Consider the HIV epidemic, another zoonotic event of the recent past. First associated with a stigmatised community and their allegedly debauched lifestyle, the scope and scale of the HIV epidemic was long obscured due to a biased, uneven and haphazard public health response. It took years for the virus to be seen as a health crisis that was not restricted to gay men and to be correctly understood as a global issue. Public anger at state inaction led to radically new forms of activism which raised public awareness of the HIV crisis through dramatic demonstrations. Social movements such as ACT-UP even played a part in improving the medical response by constructively breaking down the boundary of expertise separating expert from layman and doctor from patient.
Techno-optimists will claim the end of the pandemic with the arrival of a viable vaccine. It won’t be.
Eventually, the scale of the problem was realised, funding improved and anti-retrovirals generated following a long and complex lab and clinical testing process. This led to an affordable drugs regimen being approved that allowed people with AIDS to survive infection and stay alive. This hugely positive outcome was far from guaranteed. It required a confrontation between Western pharmaceutical companies and national governments around the world. Indian generic drug manufacturers played an important role in making a life-saving cocktail available cheaply. South Africa and Brazil used sovereign powers to make these drugs available to their afflicted populations, overturning international norms in the process. There is however one more lesson to be drawn from the HIV-AIDS crisis, beyond indifference, bias, poor public health management and the value of social movements. HIV-AIDS may be under control, but it is not over.

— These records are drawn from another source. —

PR #4034, opened 2025-01-10
feat: update JSON output for task info/ls

hverlin:
Add additional properties to the JSON output of `mise tasks info <taskname> --json` and `mise tasks ls --json`. The main difference between the two is that `mise tasks info` is going to parse the `usage` specs.

I am not sure what's the expected serialization output for task with args. The default is that it returns an array like this:
```json
"depends" : [
  ["build", "-v" ],
 "other_task"
]
```

 but we could instead always return an object such as:
```json
"depends" : [
  { "name": "build", "args": ["-v"] },
  { "name": "other_task" }
]
```


hverlin:
test failure seems unrelated

src/cli/tasks/ls.rs
```diff
@@ -133,20 +133,27 @@ impl TasksLs {
...
-                if task.hide {
-                    inner.insert("hide".to_string(), task.hide.into());
-                }
-                inner.insert("description".to_string(), task.description.into());
-                inner.insert(
-                    "source".to_string(),
-                    task.config_source.to_string_lossy().into(),
-                );
-                inner
+                json!({
```
jdx, line 136: nice use of the macro

PR #4038, opened 2025-01-10
docs: set prose-wrap with prettier

jdx:


henrebotha:
I think something broke? This page is now this weird recursive layout.

mise jdx dev_dev-tools_

PR #4048, opened 2025-01-10
fix: mise does not operate well under Git Bash on Windows

### LINKED ISSUE #4011: mise does not operate well under GitBash on Windows
### Discussed in https://github.com/jdx/mise/discussions/3961

<sup>Originally posted by **zartc** January  6, 2025</sup>
As a user of GitBash (which comes with Git for Windows), I installed the 2025.1.0 Windows-x64 (ef6936a 2025-01-01). 
The program works fine, but it produces paths that are incompatible with GitBash. Any command that updates the PATH variable (including `eval $(mise activate bash)`) corrupts the GitBash terminal session, rendering it unusable because GitBash cannot find any commands anymore due to the corrupted PATH variable.

### The problem:
_mise_ outputs paths in Windows format: `C:\Program Files\Git\mingw64\bin;C:\Program Files\Git\usr\local\bin;C:\Program Files\Git\usr\bin` using the `C:` prefix, the `\` directory separator, and the `;` path separator. However, GitBash expects paths to be in Linux format: using `/c/` prefix, `/` directory separator, and `:` path separator.

### One element of solution:
When running under GitBash ($OSTYPE == "msys"), paths generated by _mise_ should be in Linux format using the `/` and `:` separators. In addition, paths pointing to directories inside the GitBash installation directory should be without the `C:\Program Files\Git` prefix, so that they are seen as absolute paths **inside** the Linux VFS. For example, `C:\Program Files\Git\mingw64\bin` => `/mingw64/bin`, `C:\Program Files\Git\usr\bin` => `/usr/bin`.
</div>

roele:
Fixes #4011 

Gave this a try but detection of `msys` or `cygwin` does not work via `$OSTYPE` as this is not available via `env` so `env::var()` does not return anything. Not sure how reliable my approach via `MSYSTEM` and `PWD` is though.

Another unresolved issue seems to be related to line breaks on cygwin. The `.bashrc` file does not source successfully until its opened and saved (without changes). Probably would require a `dos2unix` on cygwin, not sure why that is not an issue on msys.
```bash
$ source .bashrc
': not a valid identifiernctions
-bash: .bashrc: line 35: syntax error near unexpected token `$'\r''
'bash: .bashrc: line 35: `function __zsh_like_cd() {
```

### DIFF
--- a/src/shims.rs
+++ b/src/shims.rs
@@ -129,6 +129,22 @@ pub fn reshim(ts: &Toolset, force: bool) -> Result<()> {
 #[cfg(windows)]
 fn add_shim(mise_bin: &Path, symlink_path: &Path, shim: &str) -> Result<()> {
     let shim = shim.trim_end_matches(".cmd");
+    // write a shim file without extension for use in Git Bash/Cygwin
+    file::write(
+        symlink_path.with_extension(""),
+        formatdoc! {r#"
+        #!/bin/bash
+
+        exec mise x -- {shim} "$@"
+        "#},
+    )
+    .wrap_err_with(|| {
+        eyre!(
+            "Failed to create symlink from {} to {}",
+            display_path(mise_bin),
+            display_path(symlink_path)
+        )
+    })?;
     file::write(
         symlink_path.with_extension("cmd"),
         formatdoc! {r#"
@@ -180,7 +196,7 @@ pub fn get_shim_diffs(
 fn get_actual_shims(mise_bin: impl AsRef<Path>) -> Result<HashSet<String>> {
     let mise_bin = mise_bin.as_ref();
 
-    Ok(list_executables_in_dir(&dirs::SHIMS)?
+    Ok(list_shims()?
         .into_par_iter()
         .filter(|bin| {
             let path = dirs::SHIMS.join(bin);
@@ -211,6 +227,27 @@ fn list_executables_in_dir(dir: &Path) -> Result<HashSet<String>> {
         .collect())
 }
 
+fn list_shims() -> Result<HashSet<String>> {
+    Ok(dirs::SHIMS
+        .read_dir()?
+        .par_bridge()
+        .map(|bin| {
+            let bin = bin?;
+            // files and symlinks which are executable or extensionless files (Git Bash/Cygwin)
+            if (file::is_executable(&bin.path()) || bin.path().extension().is_none())
+                && (bin.file_type()?.is_file() || bin.file_type()?.is_symlink())
+            {
+                Ok(Some(bin.file_name().into_string().unwrap()))
+            } else {
+                Ok(None)
+            }
+        })
+        .collect::<Result<Vec<_>>>()?
+        .into_iter()
+        .flatten()
+        .collect())
+}
+
 fn get_desired_shims(toolset: &Toolset) -> Result<HashSet<String>> {
     Ok(toolset
         .list_installed_versions()?
@@ -222,9 +259,12 @@ fn get_desired_shims(toolset: &Toolset) -> Result<HashSet<String>> {
             });
             if cfg!(windows) {
                 bins.into_iter()
-                    .map(|b| {
+                    .flat_map(|b| {
                         let p = PathBuf::from(&b);
-                        p.with_extension("cmd").to_string_lossy().to_string()
+                        vec![
+                            p.with_extension("").to_string_lossy().to_string(),
+                            p.with_extension("cmd").to_string_lossy().to_string(),
+                        ]
                     })
                     .collect()
             } else {


src/assets/bash_zsh_support/chpwd/function.sh
```diff
@@ -1,5 +1,5 @@
 # shellcheck shell=bash
-export -a chpwd_functions
+declare -a chpwd_functions
```
roele: there is no `-a` flag for export i assume this is supposed to be `declare`?

jdx: I think it is necessary, I got it from here https://github.com/rvm/rvm/tree/master/scripts/extras/bash_zsh_support/chpwd

jdx:
for what it's worth, I'm not sure git bash is a necessary use-case for us. There are many alternatives like shims, powershell, and wsl for windows users.

roele:
I'm generally not a Windows user but I agree that shims and powershell seem to work well enough. Windows is a PITA anyways, in my last project Git Bash was my only option (was not allowed to use WSL or install anything else). While probably rare there might be some users restrained to such a setup.

jdx:
right but even then shims will work. What won't work is you won't see env vars unless you wrap things in tasks but as I'm sure you've heard me explain, that's kind of how I think projects should be setup anyways since it doesn't rely on shell extensions.

jdx:
isn't that already happening?

jdx:
is this something that can be configured with `PATHEXT`? or is there a git bash equivalent for that?

roele:
PATHEXT is a Windows environment variable and i am not aware of an equivalent in Git Bash/Cygwin. Emulating PATHEXT in Bash does also not seem to work.
```bash
export PATHEXT=.com:.exe:.bat:.cmd

if declare -f command_not_found_handle >/dev/null; then 
    eval "original_command_not_found_handle() $(declare -f command_not_found_handle|tail -n +2)"
fi
command_not_found_handle(){
    local PATHEXT_EXPANDED i
    IFS=: read -a PATHEXT_EXPANDED<<<"$PATHEXT"
    for i in "${PATHEXT_EXPANDED[@]}"; do
        if type "$1$i" &>/dev/null; then
            "$1$i" "${@:2}"
            return $?
        fi
    done
    if declare -f original_command_not_found_handle >/dev/null; then
        original_command_not_found_handle "$@"
    else
        return 127
    fi
}
```

While this PR makes `activate` work for Git Bash and Cygwin detection seems a bit hacky. I wonder if we should drop this for now. Having at least the shims work would be great though.

roele:
The following hook might be a workaround for the shims `.cmd` ending issue. We might simply document this as possible workaround in the troubleshooting docs "Windows problems" section.

```
command_not_found_handle()
{
   cmd=$1
   shift
   args=( "$@" )

   IFS=:
   for dir in $PATH; do
      for executable in $dir/$cmd.bat $dir/$cmd.cmd $dir/$cmd.exe; do
         if [ -f "$executable" ]; then
            "$executable" "${args[@]}"
            return
         fi
      done
   done

   orig_command_not_found_handle "$cmd" "${args[@]}"
} 
if declare -f command_not_found_handle >/dev/null; then 
    eval "orig_command_not_found_handle() $(declare -f command_not_found_handle|tail -n +2)"
fi
```

ffaen:
One possible fix for this is to add two shims on windows, one for cmd and one for git bash:

Tested with two shims for node

`node.cmd` (unchanged)
```
@echo off
setlocal
mise x -- node %*
```

`node` (no extension)
```
#!/usr/bin/env bash

mise x -- node "$@"
```

This works totally fine on Git Bash, Cmd, and Powershell (as cmd and powershell will ignore the file with no ext)

Unsure if this works well with the current implementation of [`reshim()`](https://github.com/jdx/mise/blob/main/src/shims.rs#L86) as at first glance it expects a one-to-one shim to app? (My primary language isn't rust so happy to be wrong!)

roele:
@ffaen Was also thinking  about something in that direction which should be doable.

src/shims.rs
```diff
@@ -190,14 +206,15 @@ fn get_actual_shims(mise_bin: impl AsRef<Path>) -> Result<HashSet<String>> {
         .collect::<HashSet<_>>())
 }
 
-fn list_executables_in_dir(dir: &Path) -> Result<HashSet<String>> {
+fn list_executables_in_dir(dir: &Path, include_extensionless: bool) -> Result<HashSet<String>> {
```
roele: not quite sure i like this flag but the alternative would be an almost duplicate method for listing executables in the shims dir

src/shims.rs
```diff
@@ -129,6 +129,22 @@ pub fn reshim(ts: &Toolset, force: bool) -> Result<()> {
 #[cfg(windows)]
 fn add_shim(mise_bin: &Path, symlink_path: &Path, shim: &str) -> Result<()> {
     let shim = shim.trim_end_matches(".cmd");
+    // write a shim file without extension for use in Git Bash/Cygwin
+    file::write(
+        symlink_path.with_extension(""),
+        formatdoc! {r#"
+        #!/usr/bin/bash
```
jdx: I'm not sure we can rely on this _always_ being there like `/bin/bash` would be

src/shims.rs
```diff
@@ -129,6 +129,22 @@ pub fn reshim(ts: &Toolset, force: bool) -> Result<()> {
...
+
+        mise x -- {shim} "$@"
```
jdx: can we use `exec` in git bash?

src/shims.rs
roele: good point!

roele: good point!

src/shims.rs
roele: you mean instead of the alias `x`? (if so we might also wanna use exec in the cmd files)

roele: you mean instead of the alias `x`? (if so we might also wanna use exec in the cmd files)

jdx: no I mean `exec mise x -- {shim} "$@"` so that things like ctrl-c pass to the actual tool and not mise

jdx: no I mean `exec mise x -- {shim} "$@"` so that things like ctrl-c pass to the actual tool and not mise

roele: mhhh... ~for me `exec mise x -- java -version` crashes my terminal emulator tab~~
seems to work fine in context of a bash script though

src/shims.rs
```diff
@@ -222,9 +259,12 @@ fn get_desired_shims(toolset: &Toolset) -> Result<HashSet<String>> {
             });
             if cfg!(windows) {
                 bins.into_iter()
-                    .map(|b| {
+                    .flat_map(|b| {
                         let p = PathBuf::from(&b);
-                        p.with_extension("cmd").to_string_lossy().to_string()
+                        vec![
+                            p.with_extension("").to_string_lossy().to_string(),
```
jdx, line 265: I bet we have a non-zero number of tools with bin names that have "." in them, this will probably break them—though I think that was the case before.

this is fine for now I think, but worth keeping in mind

zartc:
@jdx 
> is this something that can be configured with `PATHEXT`? or is there a git bash equivalent for that?

Git Bash/Cygwin only use the `$PATH` variable to find commands. The only thing to be aware of is that the $PATH variable must be in Unix format, not in Windows format, as mise is currently producing. To convert a path to Unix format one can use the `cygpath -u` command.
IMHO, mise-v2025.4.12-windows-x64.exe assumes that it will run exclusively in a pure Windows environment (PowerShell or Cmd) but this is not always true, it might also run under a cygwing environment on a Windows machine and it should check that.

PR #4059, opened 2025-01-11
feat: added `mise cfg --tracked-configs`

jdx:


jdx:
@pepicrft we will be able to use this to list all of the projects

PR #4068, opened 2025-01-12
feat: migrate eza to ubi

sassdavid:


jdx:
eza doesn't offer macos binaries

This pandemic is likely to be like HIV in this respect. Covid-19 may come under control when a vaccine is found, but the crisis will not be over. Techno-optimists will claim the end of the pandemic with the arrival of a viable vaccine. It won’t be.
Two Conclusions
First, in the absence of concerted social action within and across national boundaries, the likelihood of change in the direction of inclusion and fairness, however desirable and possible, is very low. Due to the power of vested interests and the social tendency to fear any alteration of the status-quo, even a world-historic turning point (from the standpoint of exposing human vulnerabilities) may not change very much.
Second, what is unique about the Covid-19 pandemic is its lack of discrimination and universality of reach, joined with the absence of a distinct end-point to the crisis. What is not different is the unevenness of who is affected and who suffers more. This crisis is not a historic moment or ‘turning point’, as much as it is an historical process. The difficulty of coming to terms with this ongoing crisis in its fullness comes from the complexity of intersections of these three characteristics: universal, endless, and uneven.